Роль Эльмера Райса на конгрессе не ограничилась, однако, тем, что он поднял острую тему о давлении повой цензуры на совесть писателей — цензуры денежных хозяев Америки. Он на себе показал силу такого давленья. Когда в закрытом заседании конгресса был поднят вопрос о протесте против войны и атомной бомбы хотя бы в форме приветствия тем писателям во всем мире, кто борется в своих книгах против применения термоядерного оружия, Эльмер Райс резко высказался против принятия такого приветствия. К счастью, он остался, при всей двойственности своей позиции, почти в полном одиночестве: приветствие было составлено, проголосовано и принято (пишу по печатным материалам газет, в частности — статье немецкого делегата Бодо Узе, «Зоннтаг», 29 июля 1956 г., Берлин, стр. 7) подавляющим большинством конгресса.
3
Среди всего нового и разнообразного, что говорилось о работе писателя для сцены и экрана, упомяну о крайне интересном сообщении Артура Колдер-Маршалла. Центром его речи, сковавшим внимание всех в зале, было сообщение об использовании в кино так называемого «порога видимости» и «порога слышимости», или по-английски обозначаемого коротким словечком «зрешолд» (the threshold of vision).
«Я не боюсь того, что мы видим или слышим в кино, но радио или на телевизоре, — сказал он, — Но я боюсь того, что слышим и все же не слышим, видим и все же не видим. Вот это — действительно опасно.
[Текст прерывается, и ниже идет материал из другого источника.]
PR #1127, opened 2022-02-18
Only exit with code > 0 if the logged message was above notice

bcremer:
This allows to run `bin/openapi` on code that emits errors of type E_DEPRECATED.

Deprecated code should not result in a failing tool, see https://wouterj.nl/2021/11/deprecations-are-not-errors

### DIFF
--- a/src/Loggers/ConsoleLogger.php
+++ b/src/Loggers/ConsoleLogger.php
@@ -23,9 +23,6 @@ class ConsoleLogger extends AbstractLogger implements LoggerInterface
     ];
 
     /** @var bool */
-    protected $called = false;
-
-    /** @var bool */
     protected $loggedMessageAboveNotice = false;
 
     /** @var bool */
@@ -34,11 +31,6 @@ class ConsoleLogger extends AbstractLogger implements LoggerInterface
     public function __construct(bool $debug = false)
     {
         $this->debug = $debug;
-    }
-
-    public function called()
-    {
-        return $this->called;
     }
 
     public function loggedMessageAboveNotice()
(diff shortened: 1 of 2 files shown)


src/Loggers/ConsoleLogger.php
```diff
@@ -57,6 +71,10 @@ public function log($level, $message, array $context = []): void
         }
         $stop = !empty($color) ? static::COLOR_STOP : '';
 
+        if (!in_array($level, self::UNCRITICAL_LOG_LEVELS, true)) {
```
bcremer, line 74: I don't like the current naming of `UNCRITICAL_LOG_LEVELS` and `loggedError`.

Will rename to `containsMessageAboveNotive`.

bcremer: done

DerManoMann:
Is there any value in keeping the `called` property and method? The only (bad) reason is to keep track of the final processing status and that use case is now gone..

bcremer:
`called()` is still used to generate an extra blank line between log output and the command output: 
https://github.com/zircote/swagger-php/blob/4.2.9/bin/openapi#L216-L218

I would be fine with removing that "feature" to get rid of the extra property.

DerManoMann:
Me too :)

bcremer:
> Is there any value in keeping the called property and method?

And it's gone now.

DerManoMann:
Thanks @bcremer.

This logger is a strange beast. I really would like to separate the logging from the error handling / return value logic but at the time that was more than I was prepared to do ...

PR #1133, opened 2022-02-21
Fix a doc link to Annotation support

kkreft:
I'm not convinced we still promote Annotations over Attributes but dead link is not an answer.


DerManoMann:
Thanks @kkreft 

I agree with your sentiment - lets fix the link first and then think about rewording this. I think maybe a more general statement and a link to the reference itself might be better.
We just need to keep in mind that the docs use 'to annotate' to describe the process of adding meta-data to your source, irrespective of whether that is adding annotations or attributes.

PR #1163, opened 2022-03-11
More ref gen

DerManoMann:
Pull in more details from the annotation/attribute docblocks.

image


DerManoMann:
Now is the time to improve the annotation / attribute docblocks.

* Class / property comments for annotations
* Class/ ctor params for attributes

DerManoMann:
I feel there could be a bit more styling for the paramerters/properties but that can come later.

Issue #1023, opened 2021-12-13
how to deprecate api in swagger-php?


omidxplimbo:
hi . i want to do deprecate some api and show in ui swagger . can i do ?

mroeling:
According to OpenApi documentation you can set the deprecated flag to true. `deprecated: true`
https://swagger.io/docs/specification/2-0/paths-and-operations/ --> "Marking as Deprecated"

DerManoMann:
Looks like `deprecated` as property only exists on `Schema` and subclasses. Not sure if that is enough or even correct...

DerManoMann:
Actually, I was wrong. All `Operation` derived annotations have a `deprecated` property too, so closing...

PR #1175, opened 2022-03-24
Added deprecated to OperationTrait

tm1000:
While migrating my code base from Docblock annotations to Attributes I noticed that `deprecated` was missing from the list os supported parameters on OperationalTrait

See also: https://github.com/zircote/swagger-php/issues/1023#issuecomment-1034146418

### DIFF
--- a/src/Attributes/OperationTrait.php
+++ b/src/Attributes/OperationTrait.php
@@ -31,10 +31,10 @@ trait OperationTrait
         ?array $parameters = null,
         ?array $responses = null,
         ?ExternalDocumentation $externalDocs = null,
+        ?bool $deprecated = null,
         // annotation
         ?array $x = null,
-        ?array $attachables = null,
-        ?bool $deprecated = null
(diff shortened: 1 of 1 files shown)


DerManoMann (changes requested):
Looking good, thanks.

Could I just ask you to move `deprecated` after `externalDocs` for both lines? All attributes have `x` and `attachables` as the last two parameters in the list.
For the parent constructor that would be actually after `tags`, I suppose.

tm1000:
Sure I just wasn't sure if something like that would be a breaking change but it seems like the intent here is to only allow named parameters

DerManoMann:
> Sure I just wasn't sure if something like that would be a breaking change but it seems like the intent here is to only allow named parameters

Yeah, its purely cosmetical, but since I took care to get them all the same it hurts to see the pattern broken :)

DerManoMann:
Thanks, @tm1000

PR #1218, opened 2022-04-29
get enum backing value

recca0120:


DerManoMann:
Finally, to fix those broken tests make the `setUp()` method look like this to skip the tests when using the `TokenAnalyser`:

```php
    public function setUp(): void
    {
        parent::setUp();
        
        if ($this->getAnalyzer() instanceof TokenAnalyser) {
            $this->markTestSkipped();
        }
    }

```

DerManoMann:
Thanks @recca0120

PR #1233, opened 2022-05-12
Change enum type from string[] to string[]|int[]|float[]

berrugo:
At the moment you can only use strings in enum, if you use integer or floats, static code analyzers such as Psalm will trigger an error.

E.g. 
When defining an enum of integer values like the one below:
`#[OA\Property(enum: [123, 456, 789], default: 123)]`

Psalm will trigger an InvalidScalarArgument  (https://psalm.dev/docs/running_psalm/issues/InvalidScalarArgument/)
`Argument 1 of OpenApi\Attributes\Property::__construct expects array<array-key, string>|null, array{123, 456, 789} provided`

Thanks @tm1000 for pointing in this direction

### DIFF
--- a/docs/reference/annotations.md
+++ b/docs/reference/annotations.md
@@ -146,7 +146,7 @@ On top of this subset, there are extensions provided by this specification to al
 #### Properties
 ---
 <dl>
-  <dt><strong>ref</strong> : <span style="font-family: monospace;">string</span></dt>
+  <dt><strong>ref</strong> : <span style="font-family: monospace;">string|object</span></dt>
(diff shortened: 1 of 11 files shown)


DerManoMann:
I hope you didn't update the docs `.md` files manually - there is a script for that.... I usually just forget to commit the changes as the gh-pages workflow uses the same code.
OTOH, it certainly would be nice to keep the checked in markup files up-to-date...

berrugo:
I updated the docs automatically using the docs:build script in the composer file. Also the tests and linter passed

DerManoMann:
Thanks @berrugo

PR #1239, opened 2022-05-18
Allow original backing value in Enum

ginnerpeace:
A `Backed Enum` may be backed by types of int or string

But when I want to use integer in Enum, I saw like this:

image

-----

These changes can make enum use name or value specifiable.

image


DerManoMann:
Thanks @ginnerpeace

PR #1245, opened 2022-05-20
fix return type for Symfony debug class

shyim:
Stops the annoying symfony deprecation warnings that the return type is missing


DerManoMann:
Thanks @shyim

PR #461, opened 2024-04-08
Data Engine: Add document blob category

kbolashev:
# Spec:
This PR allows for a, hopefully, better UX for cases when very big string values are used.
The Data Engine backend supports strings at maximum 512 length, and trying to upload a file bigger than that leads to an error from the backend.

As a workaround, with this PR, the client instead uploads big strings as a blob with a `document` tag applied.
Since we can't change types for existing uploaded metadata, this is only valid for adding new fields of metadata in a single batch.

### Validation:
The metadata upload now goes through client-side validation, that will hopefully mitigate making mistakes.
Validation rules implemented with this PR:
- Uploading metadata of different types in a batch is not allowed
- Existing string fields can't have more than 512 symbols in a metadata

### Transforms:
After the metadata validation, there is also now a transform step, that we'll be able to add more transforms later to.
Right now the only transform implemented is the one for the document field:
- If the string field **is new** and has a longest value longer than 512 symbols, all of the values get turned into blobs with UTF-8 encoding, and the field is marked with the `document` tag.

### Miscelaneous UX around the document fields:
- Document fields get autodownloaded on queries and decoded back with UTF-8, so users shouldn't notice that the data is stored as blobs (except for the fact that it's being cached on-disk)
- Same goes for updating the metadata. Putting a string value into a document field "automagically" converts it into a blob. Tested manually for both datapoint updates and metadata context updates, plus there's a test added that checks that it's being transformed into a blob


dagshub/data_engine/model/metadata/validation.py
```diff
@@ -0,0 +1,100 @@
...
+class StringFieldValueTooLongError(Exception):
+    def __init__(self, field_name: str, value: str):
+        self.field_name = field_name
+        self.value = value
+
+    def __str__(self):
+        return (
+            f"Trying to insert a value into a string field {self.field_name} "
+            f"that is longer than the maximum allowed length of {MAX_STRING_FIELD_LENGTH}.\n"
+            "If you need to upload large text, use a document field instead.\n"
```
guysmoilov, line 47: How do I use that?
A code sample would be great

guysmoilov (approved):
I hope I did a good enough job reviewing, looked at pretty much everything but am tired and not going to be around tomrrow - and I would like to ship this to Yair tomorrow.

PR #462, opened 2024-04-08
Data engine: Add an `as_hf_dataset` to QueryResult

kbolashev:
# Spec

This PR adds an `as_hf_dataset` function to the `QueryResult` that allows users to use Data Engine data as a HuggingFace dataset.

Functionality:
- Downloads datapoints and sets the path to the path of the datapoint
- Downloads all blob fields and sets the values to their path
- Gets rid off the autogenerated datapoint_id/dagshub_url fields

### DIFF
--- a/dagshub/data_engine/model/query_result.py
+++ b/dagshub/data_engine/model/query_result.py
@@ -19,7 +19,7 @@ from dagshub.data_engine.annotation.voxel_conversion import (
     add_ls_annotations,
 )
 from dagshub.data_engine.client.models import DatasourceType
-from dagshub.data_engine.model.datapoint import Datapoint, _get_blob
+from dagshub.data_engine.model.datapoint import Datapoint, _get_blob, _generated_fields
 from dagshub.data_engine.client.loaders.base import DagsHubDataset
 from dagshub.data_engine.voxel_plugin_server.utils import set_voxel_envvars
 from dagshub.data_engine.dtypes import MetadataFieldType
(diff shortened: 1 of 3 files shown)


dagshub/data_engine/model/query_result.py
```diff
@@ -297,8 +343,8 @@ def get_blob_fields(
         auth = self.datasource.source.repoApi.auth
 
         def _get_blob_fn(dp: Datapoint, field: str, url: str, blob_path: Path):
-            blob_or_path = _get_blob(url, blob_path, auth, cache_on_disk, load_into_memory)
-            if isinstance(blob_or_path, str):
+            blob_or_path = _get_blob(url, blob_path, auth, cache_on_disk, load_into_memory, path_format)
+            if isinstance(blob_or_path, str) and path_format != "str":
```
guysmoilov, line 347: Any reason to use this unreliable error handling instead of raising errors from `_get_blob`?

dagshub/data_engine/model/query_result.py
```diff
@@ -227,6 +229,43 @@ def keypairs(keys):
...
+
+        df = self.dataframe
+
+        if download_datapoints:
+            # Do the same for the actual datapoint files, changing the path
+            new_paths = []
+            self.download_files()
+            for dp in df["path"]:
+                new_paths.append(
+                    str(self.datasource.default_dataset_location / self.datasource.source.source_prefix / dp)
```
guysmoilov, line 257: Could be nice to let the user specify a non default download path and pass it on to `download_files`

guysmoilov (approved):
Looks good overall, I have suggestions.
Did you find out what the deal is with splits? Will we handle them correctly?

kbolashev:
Note to self: Add a download_path argument here, it will be very useful

dagshub/data_engine/model/query_result.py
kbolashev: Done

kbolashev:
I didn't really look into splits that well, but it doesn't make sense for us to "try" to support them, unless we have splits as a data engine citizen.
Right now the split behavior is reproducible by adding a `split` metadata field and filtering on that. Since this is a function of a QueryResult, any kind of filter can be applied before loading, so that's kind of the same behavior as the splits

Много лет назад мне пришлось смотреть красивенький документальный фильм о розовых садах старой Англии. Эстетически этот фильм «вопил». По, странным образом, совсем не розами. Многие из присутствующих пожаловались, что запахло чем-то гораздо более острым — человеческого происхождения. Загадка разъяснилась, когда фильм был исследован на специальном аппарате (movieola). Оказывается, редактор, чтоб удлинить фильм, вставил между каждым четырнадцатым кадром (frame) белый кадр, на котором написал (видимо, ради озорства. — М. Ш.) грубое ругательство, аромат которого и выявился в театре. Мы его видели, но не настолько продолжительно, чтоб узнать, что именно мы видим. Оно существовало лишь на пороге видения. Во время войны британские агенты, обучавшиеся для работы за границей, ложились спать с крохотным аппаратом в ухе, который шептал им, но очень тихо, так, чтоб не доводить до сознания, на языке той страны, где они должны были работать. Звук был на пороге слышания, и они обучались новому языку с удивительной быстротой. Совсем недавно один фабрикант мороженого использовал «порог видения» в кинематографе для своей рекламы, и продажа его продукции поднялась. Эксплуатация порога видения и слышания достаточно устрашающа. Насколько же страшнее возможность использования его бесчестными политиками, если только не сделать наказуемыми невидимые поля видения и неслышимые волны звука»[24].